OPINION: Rights of Indigenous Peoples Act gives us hope for the future

October 26, 2019
Greg D'Avignon

For decades, a lack of clarity over Indigenous rights has seen nations, communities and proponents pushed into conflict in courts. The courts, in turn, have implored governments to get on with updating legislation and polices that respect charter-protected rights and provide clarity and certainty.

Yesterday, the B.C. government introduced the Declaration on the Rights of Indigenous People’s Act. It marks an important moment in this province’s work toward meaningful reconciliation and signals an opportunity for collaboration and partnerships that we believe could benefit all British Columbians. It also reflects our own experience. When trust is formed and common facts developed, we have more that connects us than divides us and as a result when we work together we are always better off.

The absence of clear and respectful processes for economic development has meant that Indigenous peoples and communities have faced denial of their rights, and unacceptable socio-economic gaps compared to other Canadians. As business and labour leaders, we know legal certainty and clear processes are essential to both investment confidence and the creation of stable, dignified jobs. When basic certainties and clarity are missing, it undermines the ability of employers and workers, here and around the world, to invest in, start or grow businesses and ensure good, high-wage jobs that sustain families and communities.

Despite these missing essentials, there has been progress. Through the resilience, creativity and hard work of Indigenous and non-Indigenous leaders, relationships have been fostered and valuable partnerships advanced. In fact, B.C. leads the country with almost 500 agreements between Indigenous Nations and companies, amounting to hundreds of billions of dollars of investment, important revenue streams, and the creation of hundreds of thousands of quality jobs for Indigenous and non-Indigenous workers alike.

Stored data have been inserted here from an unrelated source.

PR #3407, opened 2024-07-17
fix: don't call onConnect automatically

ronag:
In some edge cases this causes issues. Leave it to the user to handle if necessary.

## Status

- [ ] Tested
- [ ] Documented
- [ ] Review ready
- [ ] In review
- [ ] Merge ready

### DIFF
--- a/lib/handler/decorator-handler.js
+++ b/lib/handler/decorator-handler.js
@@ -1,11 +1,9 @@
 'use strict'
 
 const assert = require('node:assert')
-const noop = () => {}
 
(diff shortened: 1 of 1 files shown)


metcoder95 (commented):
Like which scenarios?

ronag:
I actually don't quite remember. I think it was related to an error case in redirect handler.

metcoder95 (approved):
LGTM

Let me know if you can remember the scenario, so we can add a test for it later on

It’s been a complex exercise and, at times, frustrating and confusing for all parties, with opportunities lost and, in some instances, conflict. The pattern has been parties turning to the courts hoping for that missing clarity from a judicial body that looks at the law but lacks the ability to implement practical change and fix the problem.

That’s why the B.C. Federation of Labour and the Business Council of B.C. are optimistic for the long-term potential of the province’s recently introduced legislation. At its core, the legislation is about affirming human rights. But it also provides a transparent and practical process for how government’s action on implementing the United Nations Declaration on the Rights of Indigenous Peoples will unfold. In it, we see the potential for more certainty and predictability for Indigenous and non-Indigenous workers, businesses, investors and citizens, as we pursue opportunity and shared prosperity in partnership.

The implementation of the legislation will take time and requires work from all of us. In the spirit of collaboration, it should include engagement by governments, both First Nation and provincial, with labour, communities, and business. Communicating what the legislation is, and what it is not, is vital for British Columbians and those looking to invest and partner in B.C. Successful implementation will also require government support for nation-building and governance capacity to ensure the full participation of Indigenous communities in shared decision-making processes.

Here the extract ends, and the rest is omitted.